NZQA fails its own test

Ten mainstream NCEA subjects failed the Government’s own benchmark of consistency and fairness, says National’s Education spokesman, Bill English.

An independent analysis of last year’s NCEA found that 40 of the 140 NCEA standards in the 10 mainstream subjects had variations of more than 10% - the NZQA’s own benchmark for year-to-year variation.

The author of that report, assessment expert Professor Warwick Elley, described that variation as ‘indefensible’.

”Students sitting those 40 standards did not get a fair deal because, regardless of their ability, their results would have been markedly different if they sat the same standard the previous year,” says Mr English.

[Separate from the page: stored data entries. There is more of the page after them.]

Issue #5872, opened 2019-04-12
Syntax error in resulted.js


b17carma:
There appears to be a syntax error in resulted.js which completely breaks it as shown in the image below

![image](https://user-images.githubusercontent.com/37834592/56029756-661a2380-5d1b-11e9-9c33-32c9c5a8c27a.png)

PR #5873, opened 2019-04-12
Removed unreachable code with syntax error & improved overall indentation in resulted.js

b17carma:
Fix for issue https://github.com/HGustavs/LenaSYS/issues/5872

### DIFF
--- a/DuggaSys/resulted.js
+++ b/DuggaSys/resulted.js
@@ -1,655 +1,719 @@
-
 /********************************************************************************
-   Globals
-*********************************************************************************/
+ Globals
+ *********************************************************************************/
 var sessionkind = 0;
 var querystring = parseGet();
 var filez;
 var mmx = 0, mmy = 0;
 var msx = 0, msy = 0;
 var rProbe = null;
-var subheading=0;
+var subheading = 0;
 var allData;
-var allowedRegradeTime = 24*60*60*1000;
+var allowedRegradeTime = 24 * 60 * 60 * 1000;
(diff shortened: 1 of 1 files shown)


DuggaSys/resulted.js
```diff
@@ -770,84 +841,82 @@ function renderCell(col,celldata,cellid) {
...
+			if (celldata.ishere === true && celldata.timesGraded !== 0) {
+				str += "Times Graded: " + celldata.timesGraded;
+			}
 			str += "</div>";
 		}
 		str += "</div>";
 		return str;
 	}
-
-  // When Filtering is activated then this "hides" all other data than what is specified.
```
b17carma: Code segment with syntax error

DuggaSys/resulted.js
```diff
@@ -770,84 +841,82 @@ function renderCell(col,celldata,cellid) {
...
-  else {
```
b17carma: Code segment with syntax error (lines 842-850)

a17poner: This is supposed to be fixed plus fixing the issue(adding a feature) that caused it in this branch https://github.com/HGustavs/LenaSYS/tree/TempBranchResultMerge.
Its the one that went bad during the big merge. GruppB already merged this into their branch so I'd suggest as a fix for your issue that you instead create a new pull request from this branch so we at gruppC also get the same fix + some result table functionality to hopefully minimize conflicts once we do the next merge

“At the moment NCEA is too much like a lottery for far too many students.

“Every student sitting an NCEA standard should have the same chance of success as students sitting the same standard in previous years, but at the moment academic success is more about choosing the right subjects in the right year than it is about performance.

“There is a huge gap between the NZQA’s theoretically perfect NCEA and the real world of parents, students and teachers, where inconsistency in results is seen as unfair and potentially damaging.

“Education Minister Steve Maharey has defended the unfairness by saying that, on average, pass rates were fine, despite the experiences of individual students. That’s nonsense – students have to live with their own results, not the average results of their peers.

“The problem lies with low-quality exams, not less able students.”